あらすじ:村上准教授の技術的な分析が進む中、智也はアダプティブフィード機能の詳細な調査を始める。その過程で、複数のスマートフォンメーカーと、特定のデータ分析企業との間に、不透明な契約関係が存在することが判明する。同時に、美優の取材が、その契約関係の背後に、シグマ・ファンデーションの解体後に生まれた、新たな組織の影を捉える。
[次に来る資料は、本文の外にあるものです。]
Issue #828, opened 2016-09-23
indexer/search: add computed field for number of files


lnielsen:
Allow you to search for records with more than X number of files.

PR #952, opened 2017-01-18
records: subjects metadata field features

slint:


slint:
After merging this, recreation of the Elasticsearch `records` index is needed for searches on the subjects field to work.

lnielsen:
Ok, then we should probably pool the deployment together with #828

智也は、第九章の問いが、これまでの事件の延長線上にあるのか、それとも全く新たな問題なのかを、慎重に見極めようとする。


---


十月の後半、智也は、大学の授業の合間を縫って、アダプティブフィード機能の調査を、着実に進めていた。


その調査は、複数の層で、同時に進んでいた。


まず、村上准教授が、技術的な分析を担当した。


複数のスマートフォンのOSに実装されているアダプティブフィード機能のコードを、可能な範囲で解析し、その動作パターンを、詳細に記録していた。


「解析が、かなり進みました」


村上から、最初の中間報告が届いたのは、調査開始から十日後のことだった。


「どのようなことが、分かりましたか」


「まず、複数のスマートフォンメーカーのアダプティブフィード機能に、共通した特徴があることが、判明しました」


「どのような特徴ですか」


「通常、アダプティブフィード機能は、各メーカーが独自に開発するものです。ところが、複数のメーカーの機能が、特定のアルゴリズムの部分で、驚くほど似た実装を持っていることが、分かりました」


「それは、何を意味しますか」


「複数のメーカーが、同じサードパーティのSDK(ソフトウェア開発キット)を使用している可能性があります。SDKとは、ソフトウェア開発を効率化するためのツールキットですが、そのSDK自体に、特定の動作が組み込まれていた場合、それを使用した全てのメーカーの製品が、同じ影響を受けることになります」


「そのSDKの提供元は、特定できましたか」


「一部が、特定できました。**EngageMax Analytics**という、アメリカの企業です。この企業は、複数の大手スマートフォンメーカーに、エンゲージメント最適化のSDKを提供しています」


「EngageMax Analytics。その企業について、詳しく教えていただけますか」


「設立は三年前。シリコンバレーに拠点を置く、データ分析企業です。表向きは、ユーザーエンゲージメントの向上を専門とするスタートアップです。ただし、その資金源を調べると、興味深い事実が見えてきました」


「何ですか」


「EngageMax Analyticsへの主要な出資者の一人が、**グローバル・コグニティブ・ファンド**というファンドです。このファンドは、シグマ・ファンデーションが解体された後に、設立されています。そして、このファンドの設立に関わった人物の中に、シグマ・ファンデーションの元関係者が、複数、含まれているという情報があります」


その情報が、智也の推理に、決定的な方向性を与えた。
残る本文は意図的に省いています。